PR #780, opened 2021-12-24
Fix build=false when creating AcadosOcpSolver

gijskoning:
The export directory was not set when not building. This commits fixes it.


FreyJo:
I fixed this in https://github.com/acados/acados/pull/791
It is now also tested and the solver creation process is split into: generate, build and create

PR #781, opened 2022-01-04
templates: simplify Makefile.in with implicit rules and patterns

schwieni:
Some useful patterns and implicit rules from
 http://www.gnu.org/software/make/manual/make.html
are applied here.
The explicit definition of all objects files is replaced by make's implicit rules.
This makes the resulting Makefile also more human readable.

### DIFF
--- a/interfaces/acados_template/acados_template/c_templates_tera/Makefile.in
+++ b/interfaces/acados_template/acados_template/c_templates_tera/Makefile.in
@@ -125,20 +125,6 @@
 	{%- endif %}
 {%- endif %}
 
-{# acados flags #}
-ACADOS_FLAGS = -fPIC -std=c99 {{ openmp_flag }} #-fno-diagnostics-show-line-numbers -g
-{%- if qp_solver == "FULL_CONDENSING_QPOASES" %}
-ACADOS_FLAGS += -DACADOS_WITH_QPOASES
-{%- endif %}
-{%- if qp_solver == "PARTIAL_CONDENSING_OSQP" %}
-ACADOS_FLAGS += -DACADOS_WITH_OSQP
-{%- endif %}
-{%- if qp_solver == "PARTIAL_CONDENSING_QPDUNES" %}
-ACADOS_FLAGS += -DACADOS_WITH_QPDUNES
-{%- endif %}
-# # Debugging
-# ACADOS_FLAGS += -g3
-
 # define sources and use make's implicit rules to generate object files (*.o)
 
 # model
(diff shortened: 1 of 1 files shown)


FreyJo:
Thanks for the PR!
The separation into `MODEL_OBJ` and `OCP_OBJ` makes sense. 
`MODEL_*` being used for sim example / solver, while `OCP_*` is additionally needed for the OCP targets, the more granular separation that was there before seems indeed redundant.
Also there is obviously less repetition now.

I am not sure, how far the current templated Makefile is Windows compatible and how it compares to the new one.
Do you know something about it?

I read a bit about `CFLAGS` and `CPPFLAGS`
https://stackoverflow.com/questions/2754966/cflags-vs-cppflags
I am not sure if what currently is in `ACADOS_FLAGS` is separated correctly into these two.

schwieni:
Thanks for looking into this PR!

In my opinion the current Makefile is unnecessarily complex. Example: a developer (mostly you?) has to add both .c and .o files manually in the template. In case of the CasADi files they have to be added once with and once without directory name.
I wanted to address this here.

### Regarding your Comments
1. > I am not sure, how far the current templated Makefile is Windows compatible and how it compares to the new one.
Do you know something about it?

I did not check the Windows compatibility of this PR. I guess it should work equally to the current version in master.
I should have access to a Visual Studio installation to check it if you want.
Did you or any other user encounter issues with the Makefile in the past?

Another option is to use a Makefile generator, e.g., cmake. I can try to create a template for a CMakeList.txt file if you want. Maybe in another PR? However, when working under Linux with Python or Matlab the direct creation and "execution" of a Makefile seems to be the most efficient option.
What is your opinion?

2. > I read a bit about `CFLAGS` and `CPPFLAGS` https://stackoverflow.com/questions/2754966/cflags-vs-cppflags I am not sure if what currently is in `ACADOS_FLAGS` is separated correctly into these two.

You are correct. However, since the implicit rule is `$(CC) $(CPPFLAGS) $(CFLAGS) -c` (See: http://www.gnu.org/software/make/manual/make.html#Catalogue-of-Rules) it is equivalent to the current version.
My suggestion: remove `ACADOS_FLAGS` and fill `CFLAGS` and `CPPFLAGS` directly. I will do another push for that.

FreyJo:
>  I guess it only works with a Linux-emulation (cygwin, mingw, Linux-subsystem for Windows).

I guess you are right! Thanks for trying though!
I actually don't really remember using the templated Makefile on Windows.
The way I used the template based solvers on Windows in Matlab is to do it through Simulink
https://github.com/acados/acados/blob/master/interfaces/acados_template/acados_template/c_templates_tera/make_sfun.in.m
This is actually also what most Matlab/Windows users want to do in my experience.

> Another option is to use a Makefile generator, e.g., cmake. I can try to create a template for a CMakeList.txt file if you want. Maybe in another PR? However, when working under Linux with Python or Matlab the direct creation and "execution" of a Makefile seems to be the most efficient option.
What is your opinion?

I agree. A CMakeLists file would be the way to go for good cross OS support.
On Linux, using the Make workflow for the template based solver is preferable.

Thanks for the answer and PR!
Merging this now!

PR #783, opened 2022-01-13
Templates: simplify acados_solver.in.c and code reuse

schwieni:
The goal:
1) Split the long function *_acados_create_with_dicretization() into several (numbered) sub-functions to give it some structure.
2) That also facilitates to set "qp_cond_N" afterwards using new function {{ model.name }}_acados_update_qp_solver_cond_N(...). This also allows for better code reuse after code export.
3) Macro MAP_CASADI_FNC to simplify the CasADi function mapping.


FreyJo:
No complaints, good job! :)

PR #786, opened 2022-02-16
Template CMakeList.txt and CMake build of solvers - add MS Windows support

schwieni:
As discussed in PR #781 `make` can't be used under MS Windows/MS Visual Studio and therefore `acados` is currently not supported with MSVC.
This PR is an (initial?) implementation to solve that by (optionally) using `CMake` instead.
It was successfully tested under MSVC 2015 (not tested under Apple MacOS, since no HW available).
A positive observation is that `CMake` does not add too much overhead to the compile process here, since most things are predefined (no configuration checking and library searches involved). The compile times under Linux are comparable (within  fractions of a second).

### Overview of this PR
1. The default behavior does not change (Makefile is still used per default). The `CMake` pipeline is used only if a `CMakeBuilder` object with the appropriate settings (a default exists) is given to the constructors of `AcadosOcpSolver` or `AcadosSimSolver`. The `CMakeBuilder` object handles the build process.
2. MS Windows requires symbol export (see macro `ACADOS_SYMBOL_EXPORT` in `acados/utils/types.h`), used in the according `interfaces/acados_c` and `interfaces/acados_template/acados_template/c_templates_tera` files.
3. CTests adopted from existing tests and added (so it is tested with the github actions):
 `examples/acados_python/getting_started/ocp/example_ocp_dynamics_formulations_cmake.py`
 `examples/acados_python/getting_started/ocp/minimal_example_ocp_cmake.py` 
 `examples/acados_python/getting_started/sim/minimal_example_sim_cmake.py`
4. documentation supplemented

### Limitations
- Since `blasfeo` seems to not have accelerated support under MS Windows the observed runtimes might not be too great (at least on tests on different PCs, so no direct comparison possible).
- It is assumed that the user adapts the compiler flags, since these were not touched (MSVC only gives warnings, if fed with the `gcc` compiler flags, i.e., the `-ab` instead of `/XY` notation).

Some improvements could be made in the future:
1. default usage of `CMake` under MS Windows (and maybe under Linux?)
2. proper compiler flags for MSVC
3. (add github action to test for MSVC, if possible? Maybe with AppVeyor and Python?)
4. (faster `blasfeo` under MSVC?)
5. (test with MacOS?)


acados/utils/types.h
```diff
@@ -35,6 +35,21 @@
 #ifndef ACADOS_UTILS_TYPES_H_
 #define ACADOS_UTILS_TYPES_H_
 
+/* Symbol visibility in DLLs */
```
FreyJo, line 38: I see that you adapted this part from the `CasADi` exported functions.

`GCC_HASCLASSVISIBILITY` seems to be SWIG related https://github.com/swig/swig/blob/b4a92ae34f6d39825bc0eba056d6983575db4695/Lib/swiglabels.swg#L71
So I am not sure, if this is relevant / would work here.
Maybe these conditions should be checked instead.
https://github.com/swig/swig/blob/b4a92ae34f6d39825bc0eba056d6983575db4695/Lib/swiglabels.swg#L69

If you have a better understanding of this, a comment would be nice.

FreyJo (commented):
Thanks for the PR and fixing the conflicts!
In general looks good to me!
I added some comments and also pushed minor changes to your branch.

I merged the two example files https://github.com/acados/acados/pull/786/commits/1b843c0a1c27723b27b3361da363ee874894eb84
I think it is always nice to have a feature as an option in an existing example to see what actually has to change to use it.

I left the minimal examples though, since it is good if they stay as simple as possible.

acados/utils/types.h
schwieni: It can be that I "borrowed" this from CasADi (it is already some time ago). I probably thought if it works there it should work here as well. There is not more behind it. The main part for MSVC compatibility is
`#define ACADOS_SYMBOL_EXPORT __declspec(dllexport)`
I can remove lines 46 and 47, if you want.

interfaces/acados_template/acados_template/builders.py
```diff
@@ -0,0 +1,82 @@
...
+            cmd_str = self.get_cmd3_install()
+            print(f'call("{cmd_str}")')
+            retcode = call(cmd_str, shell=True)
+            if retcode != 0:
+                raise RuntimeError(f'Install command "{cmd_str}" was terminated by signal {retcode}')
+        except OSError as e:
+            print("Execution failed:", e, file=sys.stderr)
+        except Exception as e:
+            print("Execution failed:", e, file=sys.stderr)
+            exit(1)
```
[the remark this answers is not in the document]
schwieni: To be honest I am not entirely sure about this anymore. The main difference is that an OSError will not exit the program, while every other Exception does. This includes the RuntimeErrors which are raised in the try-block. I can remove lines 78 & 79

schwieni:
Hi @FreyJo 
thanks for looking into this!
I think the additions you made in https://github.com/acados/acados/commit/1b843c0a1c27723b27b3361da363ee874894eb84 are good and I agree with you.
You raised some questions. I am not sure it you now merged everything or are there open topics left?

** What this task involves **
Could you state how many lines in the listing include the string "does"? Only the number is wanted.

** Exercise response **
3